Um Brasil digno de ser sonhado requer a superação dos valores atuais

Por  Eduardo Rombauer

Em uma recente roda de conversa sobre o futuro do Brasil, escutei estas palavras do psicoterapeuta Roberto Gambini:

Vamos supor que o Brasil é um paciente que chega ao meu consultório:

– Doutor, estou muito mal. Está tudo fora do lugar. Eu acho que vou falir. Eu não sei se vou ficar esquizofrênico, se eu vou ficar deprimido, se vou surtar ou se vou me matar. Estou perdido, não sei para onde vou, e vim aqui para o sr. me dizer que direção eu devo tomar.

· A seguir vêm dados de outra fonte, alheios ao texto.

PR #3002, opened 2018-12-07
Fix: do not create placeholder label when draw rect

billypchan:
## What's new in this PR?

This PR is part of the snapshot tests refactoring tasks.

### Issues

During refactoring snapshot tests, I found that the snapshots involving TextView's placeholder produce ambiguous results. The placeholder may have vertical offset or subtle colour differences in different runs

– Não cabe a mim. Isso deve partir de você. Você sabe de onde você vem?

– Não sei.

– Então se você não sabe de onde vem, também não sabe para onde vai. Conte-me os seus sonhos, Brasil.

Essa metáfora traduz o incômodo que muitos de nós brasileiros sentimos por vivermos aqui nos tempos atuais. Está evidente que nosso sistema político não tem sido capaz de apontar o rumo a seguir, mas esta não é uma falha que devemos atribuir a quem elegemos: é a própria sociedade que parece ter perdido a capacidade de sonhar com o seu – o nosso – futuro.

A conversa com Gambini fez parte de uma iniciativa em busca da restauração desse sonhar. Em novembro do ano passado, o Fórum do Amanhã reuniu, na cidade de Tiradentes (MG), algumas centenas de pessoas, entre intelectuais, inovadores de várias áreas, artistas e estudantes, para dialogar sobre o futuro que queremos para o nosso país: que sonho de Brasil é digno de ser sonhado, e como nos tornaremos aptos a manifestá-lo? Com base em que valores podemos superar nossa atual crise econômica, social e política? Que virtudes já existentes em nossa cultura nos impulsionam a ir além dos limites?

A síntese dos diálogos realizados no evento foi registrada no painel abaixo:

Como o leitor pode notar, as experiências e ideias mobilizadoras geradas pelo diálogo abriram uma avenida de assuntos, que deverão ser discutidos em outras atividades até a próxima edição do Fórum do Amanhã, prevista para ocorrer novamente em Tiradentes, em outubro deste ano. Neste artigo, compartilho cinco ideias inspiradas no que escutei e aprendi neste primeiro encontro, e que ofereço para que o diálogo continue.

  1. A força pulsante das nossas raízes afro-ameríndias

Em vários momentos, as rodas do Fórum do Amanhã reforçaram que o potencial criativo que advém da nossa diversidade ambiental e cultural precisa ser levada mais a sério por nós, brasileiros. Para tanto, cabe observarmos melhor: o que está contido nessa diversidade como potencial para superarmos nossos desafios históricos? E o que as nossas raízes afro-ameríndias podem oferecer para essa superação?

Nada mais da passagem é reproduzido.